Digital Square is pleased to announce its new Executive Director, Skye Gilbert.
In this role, Skye will help guide the future of Digital Square’s co-investment, global goods, country capacity, and regional partnership work. When she is not busy driving towards health equity, Skye can be found rock climbing or skiing in the mountains.
When I tell people I work in digital health, the two most frequent questions I get are “why aren’t you doing more?” and “shouldn’t you be doing less?” Some days I find myself listening to pragmatists who document all of health’s analog achievements and challenge me to find evidence that digital can do better. Other days I find myself listening to passionate visionaries who are impatient for digital to save the world. The global community is increasingly recognizing digital health’s potential, but the conversation is still a noisy one.
For me, connecting with communities is the most important pathway to finding the truth within the noise.
Last year, I visited a health clinic for newborns in a rural East African community. By 9 a.m., more than 100 mothers were waiting for the single nurse who was only available until 1 p.m. In the few minutes they had with the nurse, mothers focused on urgent needs and little else. Few walked away with a comprehensive understanding of how to keep their child healthy. None walked away with a digital identity for their child, even though a fully charged and connected tablet with an Electronic Health Record rested on the table next to the nurse. After a lot of listening, I learned that according to official policy, the nurse was supposed to have three assistants to help manage this patient load, but a shortage of local, trained professionals made that impossible. In the absence of this assistance, the nurse prioritized urgent patient needs over generating more holistic health insights through documentation.
The truth is this—the history of digital health is one of mixed results. There are extraordinary successes that prove the potential; for example, HIV patients adhere to treatment programs better when they receive SMS reminders. But there are also abject failures that neglect system fundamentals in pursuit of something grand. When digital health fails to adapt to sparse infrastructure, overburdened health workers, and unstable funding, it has a terrible ROI.
When digital health adapts to local realities, it can affordably help people thrive.
I have not only seen the transformative power of digital tools in my work, I have also seen this power in my daily life. We are living in a time when my husband monitors his post-surgery recovery with vitals taken on his wristwatch. A time when my parents can access genetically tailored cancer cures. A time when artificial intelligence is deepening our understanding of the spread of disease and influencing my own travel patterns. New, groundbreaking applications of technology are actively improving our quality and length of life. But in this process, we risk widening the gap in health equity. The wealthy and connected will continue to grow healthier; we must not let anyone fall behind.

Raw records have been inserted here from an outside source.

PR #664, opened 2019-06-05
keeper: configurable wal_keep_segments

sgotti:
use the value provided in the pg parameters to set the instance
wal_keep_segments value.

The value is ignored if it's a bad value or lesser than the default value (8).

### DIFF
--- a/cmd/keeper/cmd/keeper.go
+++ b/cmd/keeper/cmd/keeper.go
@@ -57,7 +57,10 @@ var CmdKeeper = &cobra.Command{
 	Version: cmd.Version,
 }
 
-const maxPostgresTimelinesHistory = 2
+const (
+	maxPostgresTimelinesHistory = 2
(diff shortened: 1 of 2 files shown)


rearden-steel:
@sgotti 
Thanks, we need this PR very much :)

cmd/keeper/cmd/keeper.go
```diff
@@ -57,7 +57,10 @@ var CmdKeeper = &cobra.Command{
 	Version: cmd.Version,
 }
 
-const maxPostgresTimelinesHistory = 2
+const (
+	maxPostgresTimelinesHistory = 2
+	defaultWalKeepSegments      = 8
```
lawrencejones: @hmac had a suggestion that this should maybe be `minWalKeepSegments` now?

sgotti: @lawrencejones Updated.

This is my motivation for leading Digital Square. I see its potential to help communities access digital health technologies and to find ways to maximize their value. Digital Square is powered by its community—a rich blending of investors, implementers, developers, policymakers, and users joining forces to deliver better and more affordable digital health solutions. Our vision has never been small; we aim to bring digitally enhanced health care to billions. Together, I believe we can.